START DATA RECORDS
PR #88, opened 2022-09-21
Integrate F1 build files into system, refactor peripheral drivers

mitchellostler:
This seems like a HUGE PR but don't be daunted. Mostly just  a lot of file deletions/additions for the build system. 

- replaced stm32f0xx with stm32f10x everywhere
- Replaced all of STDPeriph/CMSIS files with new versions for F1

- Refactored adc.c/gpio.c/gpio_it.c/stm32f10x_interrupts.c. There are really the only ones that need review


libraries/ms-common/src/arm/adc.c
```diff
@@ -8,30 +8,22 @@
 #include "log.h"
 #include "semphr.h"
 #include "status.h"
-#include "stm32f0xx.h"
+#include "stm32f10x.h"
 
-enum {
```
JarvisWeng, line 13: Is there a reason to get rid of these because I see you substitute it a lot later

libraries/ms-common/src/arm/gpio.c
```diff
@@ -5,69 +5,43 @@
...
+  // Create init struct for stdperiph call to initialize pin
+  GPIO_InitTypeDef init_struct = {
+    .GPIO_Pin = pin,
+    .GPIO_Speed = GPIO_Speed_50MHz,  // Default to fastes speed
+    .GPIO_Mode = pin_mode,
+  };
 
   // Set the pin state.
-  gpio_set_state(address, settings->state);
+  gpio_set_state(address, init_state);
```
mitchellostler, line 44: I'm probably just going to remove the init state all together

libraries/ms-common/src/arm/gpio_it.c
```diff
@@ -55,14 +45,8 @@ StatusCode gpio_it_register_interrupt(const GpioAddress *address, const Interrup
...
-  // Try to register on NVIC and EXTI. Both must succeed for the callback to be
-  // set.
-  SYSCFG_EXTILineConfig(address->port, address->pin);
-
-  status_ok_or_return(stm32f0xx_interrupt_exti_enable(address->pin, settings));
-
-  uint8_t irq_channel = prv_get_irq_channel(address->pin);
-  status_ok_or_return(stm32f0xx_interrupt_nvic_enable(irq_channel, settings->priority));
+  // Register exti channel and enable interrupt
+  status_ok_or_return(stm32f10x_interrupt_exti_enable(address, settings));
```
mitchellostler, line 49: Exti functionality moved to stm32f10x_interrupt.h

libraries/ms-common/src/arm/i2c.c
```diff
@@ -6,26 +6,50 @@
...
+typedef enum I2CMode {
+  I2C_MODE_TRANSMIT = 0,
+  I2C_MODE_RECEIVE,
+  NUM_I2C_MODES,
+} I2CMode;
+
+// Used to protect I2C resources
+// All data tx'd and rx'd through queue
+// Transactions on each I2C port protected by Mutex
+typedef struct {
```
mitchellostler, line 26: Use one queue for tx/rx since only one can happen at a given time

mitchellostler: Queue protected by mutex, so will never have multiple transactions using it at a time

libraries/ms-common/src/arm/i2c.c
```diff
@@ -6,26 +6,50 @@
 #include "i2c.h"
 
 #include <stdbool.h>
```
mitchellostler, line 8: SPI and I2C both use a method very similar to UART. 

Basically, calling a method  (read/write) will enable interrupts for that type of transaction, and then all data will go through a queue. 

For read, the ISR triggered by a read condition puts data on the queue, up to rx_len

For write, all data is put onto the queue initially, and then each sequential TXE (tx register empty) will put the next byte of data on the line

libraries/ms-common/src/arm/adc.c
mitchellostler: The new symbols for this that I use have different values, and I don't really want to convert between the enum and the real value each time I use the value.

mitchellostler:
This Commit [92f338a](https://github.com/uw-midsun/fwxv/pull/88/commits/92f338ad82cbfd3cfa728f96a31e185224e0e9ac)
is the one that has all the real changes needed for review. I will be continually updating as I see things that need to change

JarvisWeng:
> This Commit [92f338a](https://github.com/uw-midsun/fwxv/pull/88/commits/92f338ad82cbfd3cfa728f96a31e185224e0e9ac) is the one that has all the real changes needed for review. I will be continually updating as I see things that need to change

Lol this doesn't exist anymore

libraries/ms-common/src/arm/adc.c
JarvisWeng: I see

libraries/ms-common/src/arm/adc.c
```diff
@@ -116,151 +114,177 @@ static uint16_t prv_get_vdda(uint16_t reading) {
...
-static StatusCode prv_check_channel_enabled(uint8_t adc_channel) {
-  if (!(ADC1->CHSELR & ((uint32_t)1 << adc_channel))) {
-    return status_code(STATUS_CODE_EMPTY);
+// Checks if a channel has been registered
+static StatusCode prv_check_channel_enabled(uint8_t channel) {
+  bool found = false;
+  // Check each index in the sequence to see if it has a matching channel
+  for (uint8_t index = 0; index < s_adc_status.active_channels; index++) {
+    if (s_adc_sequence[index] == &s_adc_stores[channel]) {
+      found = true;
```
JarvisWeng, line 123: maybe add a break here

libraries/ms-common/src/arm/adc.c
```diff
@@ -116,151 +114,177 @@ static uint16_t prv_get_vdda(uint16_t reading) {
...
-        // YIELD_FROM_ISR should be at the end of the function
-        // even though it has same behaviour on stm32 as using notify_from_isr
-        xTaskNotifyFromISR(s_adc_stores[channel].task->handle, 1u << s_adc_stores[channel].event,
-                           eSetBits, &xHigherPriorityTaskWoken);
+    s_adc_sequence[s_adc_status.sequence]->reading = ADC_GetConversionValue(ADC1);
+    if (s_adc_sequence[s_adc_status.sequence]->task != NULL) {
+      // cannot use notify here because we need additional processing after notify
+      // YIELD_FROM_ISR should be at the end of the function
+      // even though it has same behaviour on stm32 as using notify_from_isr
+      xTaskNotifyFromISR(s_adc_sequence[s_adc_status.sequence]->task->handle,
```
JarvisWeng, line 259: So does any task that uses ADC need to register on this notify?

can/src/arm/can_hw.c
```diff
@@ -192,24 +189,46 @@ bool can_hw_receive(uint32_t *id, bool *extended, uint64_t *data, size_t *len) {
   return true;
 }
 
-void CEC_CAN_IRQHandler(void) {
+// TX handler
+void USB_HP_CAN1_TX_IRQHandler(void) {
```
JarvisWeng, line 193: I think Logan's PR is going to conflict with this, but we'll see who goes in first

JarvisWeng (commented):
Overall looks fine. Didn't go into the nitty gritty details though

libraries/ms-common/src/arm/adc.c
mitchellostler: Good point, I was going to leave this in, but it doesn't make sense to have. 
If we want an adc reading, we can either read the latest one from continuous, or trigger one and wait. 
There's not really a scenario when we need to get notified

can/src/arm/can_hw.c
```diff
@@ -256,7 +254,37 @@ void CEC_CAN_IRQHandler(void) {
   } else if (CAN_GetITStatus(CAN_HW_BASE, CAN_IT_ERR) == SET) {
     LOG_CRITICAL("Bus Unavailable");
   }
+  CAN_ClearITPendingBit(CAN_HW_BASE, CAN_IT_TME);
+}
+
+void USB_LP_CAN1_RX0_IRQHandler(void) {
```
JarvisWeng, line 260: Hm, it doesn't really show it, but I think you overwrote Logan's stuff

JarvisWeng (commented):
Also can you update the `SConstruct` in the `openocd` part, just change the `stm32f0....` to `...f1...`.

mitchellostler:
@JarvisWeng fixed CAN, I goofed on what the different ISRs were supposed to do. 
The other thing that I realized is that we won't be able to use LOG_DEBUG from any of the ISRs at the current moment. 
Once this gets merged, I will get Adel to add LOG_FROM_ISR to his Log PR and we can merge that in

JarvisWeng (dismissed):

SConstruct
```diff
@@ -248,9 +248,9 @@ if PLATFORM == 'arm' and TYPE == 'project':
             OPENOCD,
             '-s {}'.format(OPENOCD_SCRIPT_DIR),
             '-f interface/{}.cfg'.format(PROBE),
-            '-f target/stm32f0x.cfg',
-            '-f {}/stm32f0-openocd.cfg'.format(PLATFORM_DIR),
-            '-c "stm32f0x.cpu configure -rtos FreeRTOS"',
+            '-f target/stm32f1x.cfg',
+            '-f {}/stm32f1-openocd.cfg'.format(PLATFORM_DIR),
```
JarvisWeng, line 252: this should be `stm32f0-openocd.cfg` or you can change the file name in the `platform` directory

JarvisWeng:
Nvm, your branch doesn't work on the board

JarvisWeng (approved):
I'll just approve and test it once I have the time

PR #91, opened 2022-09-26
Create getter functions

A3sanjay:


JarvisWeng (commented):
Wait `_filter.h.jinja` should exist on `main`. You shouldn't delete it

libraries/codegen/boards/setter_example.yaml
```diff
@@ -0,0 +1,5 @@
+---
```
JarvisWeng, line 1: You shouldn't need this in `codegen` library

libraries/codegen/templates/_filters.h.jinja
```diff
@@ -11,6 +11,10 @@
 void add_all_can_filters()
 {
 {%- for message, message_data in messages.items() -%} 
+<<<<<<< HEAD
```
JarvisWeng, line 14: Looks like you rebase/merged incorrectly

libraries/codegen/templates/setter_template.h.jinja
```diff
@@ -0,0 +1,9 @@
+{% set variables = data["variables"] %}
```
JarvisWeng, line 1: You shouldn't need a `setter_template.h.jinja`. That's already created in `test_gen`

libraries/codegen/test_generator.py
```diff
@@ -0,0 +1,105 @@
+"""This function reads in yaml files, and populates jinja to make getter and setter functions"""
```
JarvisWeng, line 1: Don't need this since `test_generator.py` already exists

PR #93, opened 2022-09-30
Power Select Project Structure

A3sanjay:


JarvisWeng (commented):
Could you get rid of the `_tasks.c` file please? There is also an autogenerator for them so no need to make new files

JarvisWeng (approved):

PR #95, opened 2022-10-04
Fwxv 999 louis 103 hw

Scrubpai:
Completed FW103 HW Tasks


projects/fw103tasks/src/queues1.c
```diff
@@ -0,0 +1,67 @@
...
+        LOG_DEBUG("write to queue failed!\n");
+      }
+      delay_ms(100);
+    }
+  }
+}
+
+TASK(task2, TASK_STACK_512) {
+  LOG_DEBUG("Task 2 initialized!\n");
+  const char outstr[ITEM_SZ];
```
JarvisWeng, line 40: Technically this just overwrites the first entry over and over again. So the other spaces in the array are never used

JarvisWeng (commented):
Otherwise, it looks fine. Good job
END DATA RECORDS
▸ **WHAT YOU ARE ASKED TO DO**:
In how many lines of the data does the string "behaviour" appear? Give only the number.

▸ **WRITTEN RESPONSE**:
2